# What kind of HDTV do you have and what made you buy it?



## LanMan (Sep 9, 2011)

I am going to buy a flat HDTV in the next month or so and am doing a little resarch by reaching out to opinions that I respect. 
So what kind, what features, how big, refresh rate and all that jazz.

This will be a christmas present from me to me and my PS3, and my family
By the way it will be 40"+
I really like my dad's 46" Sony Bravia


----------



## twistedvine (Sep 9, 2011)

42" Vizio 1080/60hz
for my room size it is the perfect size, the price was crazy low (costco) $399.

Didn't want to spend too much because the technology is always changing. Have had the tv for over 2 years and still love it. Vizio recieved really good reviews for the price.

Best of luck

btw...the picture is crystal clear from all angles


----------



## Larryh86GT (Sep 9, 2011)

52" Sony Bravia in our living room. We love it. It's like having a movie theater in your home.

20" Vizio in our dining room. It's ok.

32" Samsung and 32" Sony Bravia in our bedrooms. Both are nice TV's.

Larry


----------



## SarahRides (Sep 9, 2011)

We have a few of the Samsung Flatscreen tv's (I'm not sure the sizes) and they have been great! We had a few tv's before that only lasted us a year (Panasonic and Sony), we've had both of these Samsungs for a few years and they have worked beautifully!


----------



## BobF (Sep 9, 2011)

http://www.samsung.com/us/video/tvs/PN59D550C1FXZA

I love it!!


----------



## joea132 (Sep 9, 2011)

Panasonic viera. I got the same one as the previous poster for the same crazy price. I play xbox on it and watch movies. I bought my parents a 50 " (I think) for cheap also. We've never had problems and love them both. 

Samsung I have heard does not have a good reputation for repair parts.


----------



## abigtroutt (Sep 10, 2011)

Samsung 55" LED 1080p, 240hz, 3D 7900 Series, Built in WiFi
Whether you are viewing a premium-quality 2D picture or seeing incredible 3D depth, images are breathtakingly real in Samsung Full HD. Enjoy superb 2D 1080p clarity with Real 240Hz refresh rate technology, deep rich blacks with Ultra Clear Panel and detailed contrast with advanced dimming technology. Samsung 3D utilizes active shutter glasses which is the only way to experience 3D in Full HD 1080 (when coupled with a 3D source such as a Samsung 3D Blu-ray player or a Full HD broadcast from satellite or cable providers). Samsung 3D TVs also offer a unique feature that allows you to intensify your 2D viewing experience by upconverting it to immersive 3D.

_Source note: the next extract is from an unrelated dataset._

PR #1066, opened 2022-01-29
Abstract out and merge all the magnitude/normalized logic

### LINKED ISSUE #1060: Separate magnitude/normalization/... checking/propagation from implementations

I LOVE THIS TV!!! It has all the features I wanted. We have the Xbox and Wii hooked up to it also. Xbox rocks on it and blue ray player blows you away! Now I'm waiting for Xbox in 3D!! I've waited all my live for this baby!


----------



## ibglowin (Sep 10, 2011)

58" Panasonic Viera (THX Certified) in the den. Love the pic on the plasma for movies and sports. Much better off center viewing as well. Have new Yamaha V671 AV receiver with Bose 5.1 surround sound for movie night. 

Master bedroom has a 42" LG LCD. This guy is getting old now but the picture is still amazing so have not upgraded him. He has speakers on the entire sides (top to bottom 3" on each side) so the sound on this TV is amazing compared to the tinny sound that all the rest of the TV's today have. No real need for any sound bar etc on this guy as the sound is just that good all by itself. 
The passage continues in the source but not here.